Ist ein Selbstbau von letztem Winter, daran sollte es nicht scheitern 

Danke schonmal an alle 

LG


----------



## Darkseth (7. Mai 2012)

Statt der xonar D1 mit PCI anschluss würd ich die DX mit PCIe anschluss nehmen. Sonst baugleich.
Eher aber noch ne stufe niedriger, eine Asus xonar DGX.

Klaren Knackigen sound bekommst du auch mit ner 500€ soundkarte nicht, denn das Creative Fatal1ty klingt miesreabl, extrem dumpf, und das Logitech klingt nach blechdose im mülleimer (zufällig hatte ich beides).
differenzierten bass kannst du ebenfalls nicht erwarten bei dem Logitech system. Eher schwammiges wummerndes gedröhne, aber das liegt nicht an der soundkarte, sondern einfach an der ziemlich schlechten Lautsprecher qualität.

Mit ner soundkarte kannst du hier eher nur minimal besseren Klang erwarten.
Würdest du das Logitröt system in rente schicken, und dir dafür anständige Lautsprecher holen, beispielsweise die Microlab SOLO 6C (extrem guter klang für den Preis, echter Geheimtipp), wäre die Klangliche steigerung wirklich Enorm.
Du wirst damit deine Musik völlig neu wieder entdecken.

Das selbe, wenn du dein Headset durch einen 20€ superlux 681 ersetzt. Auch dort ist der Klangliche unterschied wirklich gewaltig. Dan nerst wirst du merken, wie Dumpf und schlecht das Creative Fatal1ty klingt, war bei mir genauso ^^
Ich hab details gehört, die vorher einfach nicht da waren, weil die lautsprecher bzw das headset einfach so schlecht sind.


Edit: Also um es aufn Punkt zu bekommen: Diese klanglichen steigerungen die du dir wünscht bekommst du nur, wenn du dein Audio equiptment ersetzt.


----------



## sralskyman (7. Mai 2012)

Headset stimme ich dir zu, aber wie gesagt, nutze ich eh fast nie. Zum Soundsystem kann ich nur sagen, kann ich so nicht nachvollziehen. Ich bin grad emal 15 und habe nicht mal eben Geld für ne super Hifianlage oder so, das Logitech reicht mir vollkommen.
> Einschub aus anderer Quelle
PR #6514, opened 2026-01-20
fix(crypto): throw exception if system shielded tx is not supported.

Federico2014:
**What does this PR do?**
Throw an exception if the system shielded tx is not supported to avoid network resource abuse.  

- Unit Tests
- Manual Testing

**Follow up**

**Extra details**

### DIFF
--- a/framework/src/main/java/org/tron/core/db/Manager.java
+++ b/framework/src/main/java/org/tron/core/db/Manager.java
@@ -874,7 +874,7 @@ public class Manager {
 
     if (isShieldedTransaction(trx.getInstance()) && !chainBaseManager.getDynamicPropertiesStore()
         .supportShieldedTransaction()) {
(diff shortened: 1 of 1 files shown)


halibobo1205 (approved):

framework/src/main/java/org/tron/core/db/Manager.java
```diff
@@ -874,14 +874,13 @@ public boolean pushTransaction(final TransactionCapsule trx)
 
     if (isShieldedTransaction(trx.getInstance()) && !chainBaseManager.getDynamicPropertiesStore()
         .supportShieldedTransaction()) {
-      return false;
+      throw new ContractValidateException("System shielded transaction is not supported.");
```
waynercheung: what about using "ShieldedTransferContract is not supported"?

warku123 (approved):

kuny0707 (approved):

Deine Antwort bezieht sich mehr auf mein Soundequipment, als auf meine eigentlich Frage: Wie ist die Soundkarte? Ich bin mir sicher mit ner gescheiten Karte ist aus meinem Equipment noch einiges rauszuholen, nur ist die Frage, wie die Xonar D1 denn übrhaupt ist (und die Treiber).

Danke aber trotzdem für die Antwort, hat mir nur nicht wirklich geholfen


----------



## Darkseth (7. Mai 2012)

Wie gesagt... statt der D1 würde ich die DX nehmen, weil der PCIe anschluss zukuntssicherer ist.

Aber bei deinem system ist sogar eine Asus xonar DGX völlig ausreichend.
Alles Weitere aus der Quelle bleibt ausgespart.